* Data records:
● ● ● ● ● ● ●

PR #24954, opened 2026-07-20
Fix CxfTimeoutTest flakiness: check cause chain for HttpTimeoutException

gnodet:
## Summary

Fix flaky `CxfTimeoutTest` in `camel-cxf-spring-soap` by checking the full exception cause chain for `HttpTimeoutException` instead of only the top-level exception.

## Root Cause Analysis

The test configures a 100ms `ReceiveTimeout` via `*.http-conduit` XML configuration and expects a `java.net.http.HttpTimeoutException` when calling a server that sleeps 2000ms. The timeout **is** applied correctly — the flakiness is in how CXF propagates the exception.

CXF's interceptor chain may either:
1. **Propagate `HttpTimeoutException` directly** — test passes
2. **Wrap it in `org.apache.cxf.interceptor.Fault: Could not send Message.`** with `HttpTimeoutException` as the cause — test fails

Which path occurs depends on timing within CXF's interceptor chain. The original assertion only checked `e instanceof HttpTimeoutException` on the top-level exception, so case 2 caused assertion failures.

**Develocity CI data (269 runs, 10-day window):**
- `testInvokingFromCamelRoute`: 7 failures (2.6%)
- `testInvokingJaxWsServerWithCxfEndpoint`: 1 failure (0.37%)
- `testInvokingJaxWsServerWithBusUriParams`: 1 failure (0.37%)
- Methods without SSL params or with explicit 60s timeout: 0 failures

## Changes

- **`CxfTimeoutTest.java`**: Modified `sendTimeOutMessage()` to accept `HttpTimeoutException` at any level in the cause chain using AssertJ's `satisfiesAnyOf`/`hasRootCauseInstanceOf`. Also migrated other assertions to AssertJ style (aligned with project OpenRewrite rules).
- **`pom.xml`**: Added `assertj-core` test dependency (version-managed in parent POM).

## Test plan

- [x] Ran `CxfTimeoutTest` 10 consecutive times locally — all passed (0 failures)
- [ ] CI build passes

### DIFF
--- a/components/camel-cxf/camel-cxf-spring-soap/src/test/java/org/apache/camel/component/cxf/CxfTimeoutTest.java
+++ b/components/camel-cxf/camel-cxf-spring-soap/src/test/java/org/apache/camel/component/cxf/CxfTimeoutTest.java
@@ -40,10 +40,7 @@ import org.junit.jupiter.api.parallel.Isolated;
 import org.springframework.context.support.AbstractXmlApplicationContext;
 import org.springframework.context.support.ClassPathXmlApplicationContext;
 
-import static org.junit.jupiter.api.Assertions.assertEquals;
-import static org.junit.jupiter.api.Assertions.assertFalse;
-import static org.junit.jupiter.api.Assertions.assertNotNull;
-import static org.junit.jupiter.api.Assertions.assertTrue;
+import static org.assertj.core.api.Assertions.assertThat;
 
 @Isolated
 public class CxfTimeoutTest extends CamelSpringTestSupport {
@@ -78,8 +75,8 @@ public class CxfTimeoutTest extends CamelSpringTestSupport {
     public void testInvokingJaxWsServerWithCxfEndpointWithConfigurer() throws Exception {
         Exchange reply = sendJaxWsMessage("cxf://bean:springEndpoint?cxfConfigurer=#myConfigurer");
         // we don't expect the exception here
-        assertFalse(reply.isFailed(), "We don't expect the exception here");
-        assertEquals("Greet Hello World!", reply.getMessage().getBody(String.class), "Get a wrong response");
+        assertThat(reply.isFailed()).as("We don't expect the exception here").isFalse();
+        assertThat(reply.getMessage().getBody(String.class)).as("response body").isEqualTo("Greet Hello World!");
     }
 
     @Test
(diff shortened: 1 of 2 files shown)


gnodet (commented):
Well-investigated flaky test fix — the root cause analysis is thorough and the fix is clean.

**What works well:**
- The Develocity CI data quantifying the flake rate (2.6% on \`testInvokingFromCamelRoute\`) gives confidence this is a real intermittent, not a persistent failure.
- The root cause is clearly identified: CXF's interceptor chain non-deterministically wraps \`HttpTimeoutException\` in a \`Fault\` depending on timing — both paths correctly indicate the timeout was enforced.
- The \`hasHttpTimeoutException()\` helper is clean and correct — simple cause-chain walk with no risk of infinite loops (Java exception chains are acyclic by convention, and the \`getCause()\` null-terminates).
- Improved assertion message now includes the actual exception class and message, which makes any future failure immediately diagnosable.
- Good inline comment explaining why the cause chain check is needed.

LGTM ✅

components/camel-cxf/camel-cxf-spring-soap/src/test/java/org/apache/camel/component/cxf/CxfTimeoutTest.java
```diff
@@ -96,7 +96,23 @@ protected void sendTimeOutMessage(String endpointUri) throws Exception {
...
+    }
+
+    private static boolean hasHttpTimeoutException(Throwable t) {
+        while (t != null) {
+            if (t instanceof HttpTimeoutException) {
+                return true;
+            }
+            t = t.getCause();
+        }
+        return false;
```
apupier: Can use assertj assertThat().hasCause() directly

apupier (changes requested):

gnodet (commented):
New commit `104a8d5dc943` reviewed — clean improvements on both fronts.

**CxfTimeoutTest AssertJ migration:**
The `satisfiesAnyOf` pattern is a great replacement for the manual `hasHttpTimeoutException()` cause-chain walker:
```java
assertThat(e).satisfiesAnyOf(
    ex -> assertThat(ex).isInstanceOf(HttpTimeoutException.class),
    ex -> assertThat(ex).hasRootCauseInstanceOf(HttpTimeoutException.class));
```
This is more readable, provides better failure diagnostics, and `hasRootCauseInstanceOf` already handles the full cause-chain traversal that the manual loop was doing. Net reduction of ~13 lines while gaining expressiveness. 

**AGENTS.md AssertJ guidelines:**
Good addition — makes an implicit project convention explicit for AI agents. The "don't mix styles in the same method" rule and the carve-out for Camel-specific assertions (`MockEndpoint.assertIsSatisfied()`) are practical guidelines that will prevent awkward hybrid test methods.

LGTM.

gnodet:

Related: #24956 adds the AssertJ assertion rule to AGENTS.md that this PR follows.

gnodet (commented):
Commit `9bb8ce1bdf25` reviewed — clean split: AGENTS.md guideline moved to #24956, this PR is now focused solely on the CxfTimeoutTest fix. The AssertJ migration and `satisfiesAnyOf` cause-chain check are unchanged from prior review. LGTM.

apupier (approved):

davsclaus (approved):

PR #24959, opened 2026-07-20
CAMEL-24119: Fix thread-safety in camel-openapi-java global state

davsclaus:
## Summary

- **RestModelConverters**: use `new ModelConverters()` instead of `ModelConverters.getInstance()` to create Camel-private instances, preventing Camel's custom converters from polluting the JVM-global swagger-core singleton shared by other libraries in the same process.
- **RestOpenApiSupport**: use `ObjectWriter.with(DateFormat)` instead of temporarily mutating the global `ObjectMapper`'s date format (save → set → serialize → restore), eliminating a race condition when concurrent HTTP requests serialize OpenAPI specs via `getFromOpenAPI3`.

Part of the [CAMEL-24119](https://issues.apache.org/jira/browse/CAMEL-24119) umbrella (thread-safety category).

## Test plan

- [x] All 97 existing tests in `camel-openapi-java` pass (model conversion, reader, support, complex types, security schemes)
- [ ] Verify no regressions in downstream consumers (`camel-rest-openapi`, Spring Boot / Quarkus OpenAPI integration tests)

### DIFF
--- a/components/camel-openapi-java/src/main/java/org/apache/camel/openapi/RestModelConverters.java
+++ b/components/camel-openapi-java/src/main/java/org/apache/camel/openapi/RestModelConverters.java
@@ -44,14 +44,14 @@ public class RestModelConverters {
     private static final ModelConverters MODEL31_CONVERTERS;
 
     static {
-        MODEL31_CONVERTERS = ModelConverters.getInstance(true);
+        MODEL31_CONVERTERS = new ModelConverters(true);
         MODEL31_CONVERTERS.addConverter(new ClassNameExtensionModelResolver(new FqnModelResolver(true)));
     }
 
     private static final ModelConverters MODEL30_CONVERTERS;
 
     static {
-        MODEL30_CONVERTERS = ModelConverters.getInstance();
+        MODEL30_CONVERTERS = new ModelConverters();
         MODEL30_CONVERTERS.addConverter(new ClassNameExtensionModelResolver(new FqnModelResolver()));
     }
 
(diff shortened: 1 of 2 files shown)


gnodet (approved):
## Review: CAMEL-24119 — Fix thread-safety in camel-openapi-java global state

Clean, well-scoped thread-safety fix. Both changes are correct and minimal.

### RestModelConverters — `new ModelConverters()` vs `getInstance()`

`ModelConverters.getInstance()` returns a JVM-global singleton. Calling it and then adding Camel's custom `ClassNameExtensionModelResolver` permanently mutates that singleton, polluting any other library in the same JVM that uses swagger-core's `ModelConverters.getInstance()`. Using `new ModelConverters()` correctly isolates Camel's converter chain.

The `init()` skip is fine — the skipped-packages optimization and SPI-loaded third-party converters are exactly what isolation intends to avoid. Camel explicitly registers its own converters right after construction.

### RestOpenApiSupport — `ObjectWriter.with(DateFormat)`

The old save-set-serialize-restore pattern on `mapper.setDateFormat()` is a textbook race condition when the `mapper` is a shared singleton (from `Json.mapper()` / `Yaml.mapper()`). The new `mapper.writer(...).with(DEFAULT_DATE_FORMAT)` creates an immutable `ObjectWriter` without mutating the shared mapper. Thread-safety of the shared `SimpleDateFormat` is also fine — Jackson's `SerializerProvider.getDateFormat()` calls `clone()` before each serialization.

### Checklist

- ✅ **Tests**: 97 existing tests exercise both code paths; no behavioral change in single-threaded mode
- ✅ **Docs**: no user-visible change, no upgrade guide entry needed
- ✅ **Commit convention**: `CAMEL-24119: Fix thread-safety in ...` ✓
- ✅ **Public API**: no changes — `RestModelConverters` and `getFromOpenAPI3` are internal
- ✅ **Backward compat**: observable behavior identical
- ✅ **Security**: reduces attack surface by isolating model converters

PR #24972, opened 2026-07-21
chore: add rule to drop public qualifier from test classes and methods

gnodet:
## Summary

- Adds a new `### Test Visibility: Drop public From Test Classes and Methods` section to `AGENTS.md`
- JUnit 5 does not require `public` on test classes or methods — package-private is sufficient and preferred
- The rule is **incremental**: new tests must omit `public`, and modifications to existing tests should remove it from touched declarations — no bulk sweeps

## Test plan

- [x] Verify the new section is correctly placed after the Awaitility section and before Issue Investigation
- [x] Verify the examples are syntactically correct
- [x] Verify the rules are clear about incremental adoption (no standalone bulk PRs)


apupier (approved):
this is crazy that i is not the default of all models already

● ● ● ● ● ● ●

* WHAT YOU HAVE TO DO:
Pull out all lines from the entries above in which the word "extends" appears.

* ANSWER BOX:
 public class CxfTimeoutTest extends CamelSpringTestSupport {
@@ -78,8 +75,8 @@ public class CxfTimeoutTest extends CamelSpringTestSupport {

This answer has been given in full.